[AVAILABLE DATA]
··········
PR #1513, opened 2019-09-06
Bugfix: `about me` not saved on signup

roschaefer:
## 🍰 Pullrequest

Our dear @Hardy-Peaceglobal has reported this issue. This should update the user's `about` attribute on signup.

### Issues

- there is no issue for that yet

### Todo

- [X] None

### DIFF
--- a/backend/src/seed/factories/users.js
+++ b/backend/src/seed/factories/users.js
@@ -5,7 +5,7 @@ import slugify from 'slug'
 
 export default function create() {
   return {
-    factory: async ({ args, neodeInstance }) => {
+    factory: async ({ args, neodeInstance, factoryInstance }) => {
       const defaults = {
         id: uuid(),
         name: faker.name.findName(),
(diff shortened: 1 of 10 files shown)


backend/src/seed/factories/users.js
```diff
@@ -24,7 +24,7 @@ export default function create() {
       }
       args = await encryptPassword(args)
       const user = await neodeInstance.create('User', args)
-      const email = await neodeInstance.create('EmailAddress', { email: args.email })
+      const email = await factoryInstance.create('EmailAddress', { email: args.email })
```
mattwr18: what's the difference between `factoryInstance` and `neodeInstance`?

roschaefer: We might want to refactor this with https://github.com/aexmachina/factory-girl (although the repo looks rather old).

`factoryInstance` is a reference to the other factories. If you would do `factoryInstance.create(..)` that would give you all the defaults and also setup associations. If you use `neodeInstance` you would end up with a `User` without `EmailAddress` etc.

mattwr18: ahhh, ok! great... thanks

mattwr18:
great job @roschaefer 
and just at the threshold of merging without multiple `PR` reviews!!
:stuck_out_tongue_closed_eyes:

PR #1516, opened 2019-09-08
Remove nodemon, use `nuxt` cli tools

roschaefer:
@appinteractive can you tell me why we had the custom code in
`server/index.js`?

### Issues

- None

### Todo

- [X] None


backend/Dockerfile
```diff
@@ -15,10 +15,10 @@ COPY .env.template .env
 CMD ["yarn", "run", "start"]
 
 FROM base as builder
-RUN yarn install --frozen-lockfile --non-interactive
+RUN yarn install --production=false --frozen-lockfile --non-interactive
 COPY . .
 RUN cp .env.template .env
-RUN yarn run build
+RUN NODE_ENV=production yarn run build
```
··········
[TASK DETAILS]
The answer should be the entries, given again without a single difference.

[RESULT]
PR #1513, opened 2019-09-06
Bugfix: `about me` not saved on signup

roschaefer:
## 🍰 Pullrequest

Our dear @Hardy-Peaceglobal has reported this issue. This should update the user's `about` attribute on signup.

### Issues

- there is no issue for that yet

### Todo

- [X] None

### DIFF
--- a/backend/src/seed/factories/users.js
+++ b/backend/src/seed/factories/users.js
@@ -5,7 +5,7 @@ import slugify from 'slug'
 
 export default function create() {
   return {
-    factory: async ({ args, neodeInstance }) => {
+    factory: async ({ args, neodeInstance, factoryInstance }) => {
       const defaults = {
         id: uuid(),
         name: faker.name.findName(),
(diff shortened: 1 of 10 files shown)


backend/src/seed/factories/users.js
```diff
@@ -24,7 +24,7 @@ export default function create() {
       }
       args = await encryptPassword(args)
       const user = await neodeInstance.create('User', args)
-      const email = await neodeInstance.create('EmailAddress', { email: args.email })
+      const email = await factoryInstance.create('EmailAddress', { email: args.email })
```
mattwr18: what's the difference between `factoryInstance` and `neodeInstance`?

roschaefer: We might want to refactor this with https://github.com/aexmachina/factory-girl (although the repo looks rather old).

`factoryInstance` is a reference to the other factories. If you would do `factoryInstance.create(..)` that would give you all the defaults and also setup associations. If you use `neodeInstance` you would end up with a `User` without `EmailAddress` etc.

mattwr18: ahhh, ok! great... thanks

mattwr18:
great job @roschaefer 
and just at the threshold of merging without multiple `PR` reviews!!
:stuck_out_tongue_closed_eyes:

PR #1516, opened 2019-09-08
Remove nodemon, use `nuxt` cli tools

roschaefer:
@appinteractive can you tell me why we had the custom code in
`server/index.js`?

### Issues

- None

### Todo

- [X] None


backend/Dockerfile
```diff
@@ -15,10 +15,10 @@ COPY .env.template .env
 CMD ["yarn", "run", "start"]
 
 FROM base as builder
-RUN yarn install --frozen-lockfile --non-interactive
+RUN yarn install --production=false --frozen-lockfile --non-interactive
 COPY . .
 RUN cp .env.template .env
-RUN yarn run build
+RUN NODE_ENV=production yarn run build
```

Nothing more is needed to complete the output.